> **TASK GOAL**
Whatever the records hold, copy it exactly and completely.

> **STUDY MATERIAL**
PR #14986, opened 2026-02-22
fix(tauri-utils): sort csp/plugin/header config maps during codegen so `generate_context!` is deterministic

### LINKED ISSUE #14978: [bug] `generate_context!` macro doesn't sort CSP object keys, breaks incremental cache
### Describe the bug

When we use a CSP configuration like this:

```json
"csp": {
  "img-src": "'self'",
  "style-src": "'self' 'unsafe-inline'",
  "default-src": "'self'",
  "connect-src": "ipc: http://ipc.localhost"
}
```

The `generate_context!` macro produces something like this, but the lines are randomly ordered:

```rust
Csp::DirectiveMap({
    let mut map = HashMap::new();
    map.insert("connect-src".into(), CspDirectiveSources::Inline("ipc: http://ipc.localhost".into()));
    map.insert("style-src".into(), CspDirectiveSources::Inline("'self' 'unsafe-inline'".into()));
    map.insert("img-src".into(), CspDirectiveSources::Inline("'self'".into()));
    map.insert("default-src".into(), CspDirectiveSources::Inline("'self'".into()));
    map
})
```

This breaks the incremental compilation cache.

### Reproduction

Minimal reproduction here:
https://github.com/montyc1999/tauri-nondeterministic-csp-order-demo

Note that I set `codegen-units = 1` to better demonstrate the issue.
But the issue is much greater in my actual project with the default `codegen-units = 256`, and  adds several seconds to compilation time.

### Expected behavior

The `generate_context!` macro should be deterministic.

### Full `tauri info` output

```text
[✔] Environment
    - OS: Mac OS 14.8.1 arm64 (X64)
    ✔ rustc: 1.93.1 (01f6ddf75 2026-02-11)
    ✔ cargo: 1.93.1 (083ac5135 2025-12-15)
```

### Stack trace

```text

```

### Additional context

> **RESULT OF THE TASK**
PR #14986, opened 2026-02-22
fix(tauri-utils): sort csp/plugin/header config maps during codegen so `generate_context!` is deterministic

### LINKED ISSUE #14978: [bug] `generate_context!` macro doesn't sort CSP object keys, breaks incremental cache
### Describe the bug

When we use a CSP configuration like this:

```json
"csp": {
  "img-src": "'self'",
  "style-src": "'self' 'unsafe-inline'",
  "default-src": "'self'",
  "connect-src": "ipc: http://ipc.localhost"
}
```

The `generate_context!` macro produces something like this, but the lines are randomly ordered:

```rust
Csp::DirectiveMap({
    let mut map = HashMap::new();
    map.insert("connect-src".into(), CspDirectiveSources::Inline("ipc: http://ipc.localhost".into()));
    map.insert("style-src".into(), CspDirectiveSources::Inline("'self' 'unsafe-inline'".into()));
    map.insert("img-src".into(), CspDirectiveSources::Inline("'self'".into()));
    map.insert("default-src".into(), CspDirectiveSources::Inline("'self'".into()));
    map
})
```

This breaks the incremental compilation cache.

### Reproduction

Minimal reproduction here:
https://github.com/montyc1999/tauri-nondeterministic-csp-order-demo

Note that I set `codegen-units = 1` to better demonstrate the issue.
But the issue is much greater in my actual project with the default `codegen-units = 256`, and  adds several seconds to compilation time.

### Expected behavior

The `generate_context!` macro should be deterministic.

### Full `tauri info` output

```text
[✔] Environment
    - OS: Mac OS 14.8.1 arm64 (X64)
    ✔ rustc: 1.93.1 (01f6ddf75 2026-02-11)
    ✔ cargo: 1.93.1 (083ac5135 2025-12-15)
```

### Stack trace

```text

```

### Additional context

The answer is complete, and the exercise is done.